Best Practices for LLMs.txt 

  • Use clear language. If you have an in-house technical writer, ask them to write it

  • Include references to links in your LLMS.txt and add using the link as a reference point in the description 

  • Validate that your LLMS.txt file is working properly and test it in a few search engines 

  • Keep it up to date

What’s the Bottom Line? 

An LLMs.txt file won’t hurt your website. If you know your way around your server configuration settings, you can probably also set it up in a few minutes, so it can’t hurt. But, if this is going to take you hours, you probably want to skip it for now. As far as we know, no major AI service is actually using this standard yet

With that in mind, you might as well wait till the same plugins that already generate your sitemap.xml and robots.txt also generate llms.txt. As more people implement the standard, more LLM crawlers are likely to start using it, but for now, that’s not yet the case. There’s no rush on this. 

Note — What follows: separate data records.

Issue #764, opened 2024-08-07
Keyboard prevents input for tokens located at the bottom of the screen


MaudSimon:
**Describe the bug**
Keyboard prevent input for tokens amount located at the bottom of the screen. 
"There is no way to remove the keyboard to select the number of coins of the asset located at the bottom of the screen." Video was provided to @mvaivre, not linked here for privacy. 

**To Reproduce**
Make a transaction on an address with multiple assets, once opened, the keyboard blocks access to input fields in the lower screen and there is no way to remove the keyboard.

**Expected behavior**
Possibility to "collapse/remove" the keyboard to access input field in the background screen. 

**Environment**
This was reported on IOS 16.7.8 but most likely affects all IOS devices ? Not sure on Android.

PR #765, opened 2024-08-07
Fix keyboard content overlap

nop33:
- #764


mvaivre (approved):
Tested, seems to work well! GJ

PR #767, opened 2024-08-07
Allow user to enable device passcode for app access/tx

### LINKED ISSUE #766: Allow user to enable device passcode/pattern for app access/transactions
A user reported this case to me: They are asking me: Why do we not use the iOS device pin when there is no Face ID enrolled, like Binance does?

I thought we had device passcode fallback. And we do. But only if the biometrics settings in our app is FIRST enabled. But to allow the user to enable them, we require that biometrics are enrolled. We obviously do not consider device passcode to be biometrics (even though it is used as fallback), so we disable the biometrics settings.

To make this work, we just need to let the user enable the biometrics settings even when they have no biometrics data enrolled.

Since this is a bit controversial, I think the best would be to just change the UI to not say "biometrics" but "device passcode".

nop33:
Closes #766


mvaivre (approved):
👍

PR #774, opened 2024-08-10
Bump mobile wallet to 1.1.3

nop33:
PR created so that I can build an internal release with the current version number which will later on be promoted to a production release if everything goes well.

### DIFF
--- a/.changeset/cold-carpets-kneel.md
+++ b/.changeset/cold-carpets-kneel.md
@@ -1,5 +1,0 @@
----
-"@alephium/mobile-wallet": patch
----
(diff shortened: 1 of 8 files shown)


nop33:
I am currently getting an error when I try to build an internal release for iOS which at the same time registering my new iPhone in the devices profile. Will try again later.

```
✖ Failed to handle Apple profiles
Failed to set up credentials.
Apple provided the following error info:
Service not available because of maintenance activities, please try again after some time.
```

mvaivre (approved):

Issue #750, opened 2024-07-26
Black screen on wallet creation on iOS


mvaivre:
User created a wallet successfully. On second app launch, screen is black with no error.
User reinstalled the app, imported the wallet they created before, same black screen.

- iOS 15.5.1 (21F90)
- iPhone 12

nop33:
Duplicate of https://github.com/alephium/alephium-frontend/issues/690

nop33:
Now that the 1.1.3 is live on the AppStore, I asked the user who reported this to check if it fixes the problem.

nop33:
User confirmed that the problem is resolved. Closing issue.

Issue #695, opened 2024-06-25
Authentication loop in mobile wallet


nop33:
TBD

nop33:
Problem persists on some devices. Latest report we have is Android [LineageOS](https://lineageos.org/).

Issue #690, opened 2024-06-25
Mobile wallet sometimes shows black screen on cold start


nop33:
TBD

Version: 1.1.0 android

Maybe this has something to do with this line:
```
if (!lastNavigationState) resetNavigation(navigation)
```

if for some reason `lastNavigationState` is not null, but there is no screen rendered, then after unlocking we would see a black screen.

nop33:
Should be fixed by https://github.com/alephium/alephium-frontend/commit/ee7cee5fe02bf86d330d34b6611f2dd2151c7652. Let's keep an eye on it.

nop33:
I managed to reproduce this bug with my OnePlus 6T. It only happens when I have WC enabled and I quit the app. The next time I launch it it remains on a black screen.


https://github.com/user-attachments/assets/f5249722-060e-4af7-a00c-81c3e89be19a

PR #786, opened 2024-08-19
Fix stuck in black screen

nop33:
Fixes:
- #690

Hopefully also fixes:
- #750 
- #695

### DIFF
--- a/apps/mobile-wallet/src/navigation/RootStackNavigation.tsx
+++ b/apps/mobile-wallet/src/navigation/RootStackNavigation.tsx
@@ -140,11 +140,10 @@ export default RootStackNavigation
 const AppUnlockModal = () => {
   const dispatch = useAppDispatch()
   const isWalletUnlocked = useAppSelector((s) => s.wallet.isUnlocked)
+  const biometricsRequiredForAppAccess = useAppSelector((s) => s.settings.usesBiometrics)
   const navigation = useNavigation<NavigationProp<RootStackParamList>>()
   const { triggerBiometricsAuthGuard } = useBiometricsAuthGuard()
   const { t } = useTranslation()
-
-  const [isAuthModalVisible, setIsAuthModalVisible] = useState(false)
 
   const { width, height } = Dimensions.get('window')
   const [dimensions, setDimensions] = useState({ width, height })
@@ -155,10 +154,6 @@ const AppUnlockModal = () => {
     setDimensions({ width, height })
   }
 
-  const openAuthModal = useCallback(() => {
-    setIsAuthModalVisible(true)
-  }, [])
-
   const initializeAppWithStoredWallet = useCallback(async () => {
     try {
       dispatch(walletUnlocked(await getStoredWallet()))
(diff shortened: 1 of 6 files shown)


mvaivre (approved):
So hard to catch! Great job. 👏 
I'll test more on iOS when we build a rc, but so far so good.

patches/react-native-background-actions@3.0.1.patch
```diff
@@ -10,7 +10,7 @@ index b67ef4d1837363489a1749acb852997a6c93c1b5..6aa30a826c2f17a35ccd30b64291d3d2
      <uses-permission android:name="android.permission.FOREGROUND_SERVICE" />
      <application>
 -        <service android:name=".RNBackgroundActionsTask"/>
-+        <service android:name=".RNBackgroundActionsTask" android:foregroundServiceType="dataSync" />
++        <service android:name=".RNBackgroundActionsTask" android:foregroundServiceType="dataSync" android:stopWithTask="true" />
```
nop33, line 13: Adding `android:stopWithTask="true"` will quit the background task after a few seconds when then user kills the app.

apps/mobile-wallet/src/screens/LandingScreen.tsx
```diff
@@ -57,11 +59,25 @@ const LandingScreen = ({ navigation, ...props }: LandingScreenProps) => {
...
+  // 2. the user manually kills the app before the auto-lock timer completes
+  // 3. the WalletConnect feature is activated
+  // Since there is no screen in focus and since the default screen set in the RootStackNavigation is this screen, we
+  // need to navigate back to the dashboard.
+  useFocusEffect(
+    useCallback(() => {
+      if (isWalletUnlocked) resetNavigation(navigation)
+    }, [isWalletUnlocked, navigation])
+  )
+
```
nop33, line 80: I had the idea of setting the dashboard screen as the initial screen of the RootStackNavigation. I need to think more about this because it will have quite some implications for our auth logic. Fight for another day.

apps/mobile-wallet/src/navigation/RootStackNavigation.tsx
```diff
@@ -140,12 +140,11 @@ export default RootStackNavigation
 const AppUnlockModal = () => {
   const dispatch = useAppDispatch()
   const isWalletUnlocked = useAppSelector((s) => s.wallet.isUnlocked)
+  const biometricsRequiredForAppAccess = useAppSelector((s) => s.settings.usesBiometrics)
   const navigation = useNavigation<NavigationProp<RootStackParamList>>()
   const { triggerBiometricsAuthGuard } = useBiometricsAuthGuard()
   const { t } = useTranslation()
 
-  const [isAuthModalVisible, setIsAuthModalVisible] = useState(false)
```
nop33, line 147: There is no reason to maintain this value, we can calculate it (see `visible` prop of following modal)

apps/mobile-wallet/src/screens/LandingScreen.tsx
mvaivre: Yeah we'll need to test that thoroughly.

mvaivre (approved):
LGTM

PR #796, opened 2024-08-26
Remove balance data from Redux and rely on Tanstack

nop33:


mvaivre (approved):
LGTM! Only one tiny nit, so approving.

nop33:
Where's the nit? 😆

mvaivre (approved):
LOL. My comment wasn't sent and wasn't cached... and I can't remember what it was... SO... LGTM I guess 😆

nop33:
HAHAHAHAHA

apps/desktop-wallet/src/modals/SendModals/useAreAmountsWithinAvailableBalance.ts
mvaivre, line 1: Actually I remember! My nit was that I'm not super convinced by this hook file floating in the SendModals folder :)

nop33: Ah haha! Well, that's the only place it is needed. Only in the send workflow. Optimally we should have a `src/features/send/` folder and put it there. But that might require quite some refactoring which I don't think it's priority now. WDYT?

mvaivre: Ok!

PR #797, opened 2024-08-26
Split balance hooks to separate files (part 1)

nop33:
While increasing the coverage of Tanstack throughout the app during the last few weeks I discovered that I had trouble **knowing at a glance** what available hooks I had already created. I had to open the data hook files and scroll through them. Even then, knowing what each hook returns was **hard** unless I would hover over the hook name.

Then, for optimization reasons, I wanted to extract the `combine` functions out of the hook so that it doesn't get called on every component re-render.

For the above 2 reasons, I decided to:
1. split the hooks to 1 file per hook
2. define stronger return types.

I started only by cleaning up these 2 data hook files:
- alph balances
- tokens balances

The result is this:


apps/desktop-wallet/src/api/addressQueries.ts
```diff
@@ -41,14 +47,15 @@ export const addressAlphBalanceQuery = ({
...
 
         return {
           addressHash,
-          balances: {
-            balance: BigInt(balances.balance),
-            lockedBalance: BigInt(balances.lockedBalance)
+          alphBalances: {
+            totalBalance: BigInt(balances.balance),
+            lockedBalance: BigInt(balances.lockedBalance),
+            availableBalance: BigInt(balances.balance) - BigInt(balances.lockedBalance)
```
nop33, line 58: These values will be calculated only when the query is executed and then they will be cached.

I took the liberty and opportunity to finally rename this confusing `balances` to `totalBalances`. I believe having these 3 values will simply the UI logic a lot, and it will cause less errors in the future (I remember an issue in the past where I thought `balance` was the same as `availableBalance` and a sweep endpoint was broken).

apps/desktop-wallet/src/api/addressQueries.ts
```diff
@@ -64,6 +71,11 @@ export const addressAlphBalanceQuery = ({
   })
 }
 
+export type AddressTokensBalancesQueryFnData = {
+  addressHash: AddressHash
+  tokenBalances: TokenDisplayBalances[]
+}
+
```
nop33, line 78: Defining return types of queries will improve readability of our code, especially when we come back to it after some time while working on other stuff

apps/desktop-wallet/src/api/apiDataHooks/useAddressesTokensBalancesTotal.ts
```diff
@@ -0,0 +1,81 @@
...
+const useAddressesTokensBalancesTotal = (addressHash?: AddressHash): AddressesTokensBalancesTotal => {
+  const networkId = useAppSelector((s) => s.network.settings.networkId)
+  const { data: alphBalances, isLoading: isLoadingAlphBalances } = useAddressesAlphBalancesTotal(addressHash)
+  const { data: latestTxHashes, isLoading: isLoadingLatestTxHashes } = useAddressesLastTransactionHashes(addressHash)
+
+  const { data, isLoading } = useQueries({
+    queries: latestTxHashes.map(({ addressHash, latestTxHash, previousTxHash }) =>
+      addressTokensBalanceQuery({ addressHash, latestTxHash, previousTxHash, networkId })
+    ),
+    combine
```
mvaivre, line 47: Same Q about memoization here

apps/desktop-wallet/src/api/apiDataHooks/utils.ts
```diff
@@ -0,0 +1,30 @@
...
+
+import { UseQueryResult } from '@tanstack/react-query'
+
+import { isDefined } from '@/utils/misc'
+
+export const combineIsLoading = <R>(results: UseQueryResult<R, Error>[]) => ({
+  isLoading: results.some(({ isLoading }) => isLoading)
+})
+
+export const simpleCombine = <R>(results: UseQueryResult<R, Error>[]) => ({
```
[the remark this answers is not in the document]
nop33: I am changing it in my next branch to:
```
mapCombine
flatMapCombine
```

so that should take care of your comment!

apps/desktop-wallet/src/api/apiDataHooks/useAddressesAlphBalances.ts
```diff
@@ -0,0 +1,65 @@
...
+
+const useAddressesAlphBalances = (addressHash?: AddressHash): AddressesAlphBalances => {
+  const { data: latestTxHashes, isLoading: isLoadingLatestTxHashes } = useAddressesLastTransactionHashes(addressHash)
+  const networkId = useAppSelector((s) => s.network.settings.networkId)
+
+  const { data, isLoading } = useQueries({
+    queries: latestTxHashes.map(({ addressHash, latestTxHash, previousTxHash }) =>
+      addressAlphBalancesQuery({ addressHash, latestTxHash, previousTxHash, networkId })
+    ),
+    combine
```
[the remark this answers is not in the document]
nop33: What do you suggest to memoize? In the `useAddressesTokensBalances.ts` we need to merge the data returned from the `combine` with some other data, and for that it makes sense to `useMemo`. Here we don't have to do anything like that, we have what we need as the result of `combine`.

The data from `combine` will not change between re-renders of the same component unless the data returned from the query change. 

In `useAddressesTokensBalances.ts` we `useMemo` because we use `reduce` which returns always a new object. We don't want a new object if the deps haven't changed.

apps/desktop-wallet/src/api/apiDataHooks/useAddressesTokensBalancesTotal.ts
nop33: Same answer as above!

apps/desktop-wallet/src/api/apiDataHooks/useAddressesAlphBalances.ts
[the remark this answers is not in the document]
mvaivre: Right! 🆗

mvaivre (approved):
LGTM!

In fact, if you do use it for now and an LLM actually picks up on it, it could end up simply directing potential users to your LLMs file instead of to the actually relevant pages. No one wants that. 

  • LLMs.txt shows context to AI bots, that’s all it’s for

  • LLMs.txt is more like a reference file than an access/do not access file like Robots.txt 

  • LLMs.txt is not yet a widely used or accepted standard, so you have time to figure out if you want to use it or not. 

What do you think? Are you using LLMs.txt or not?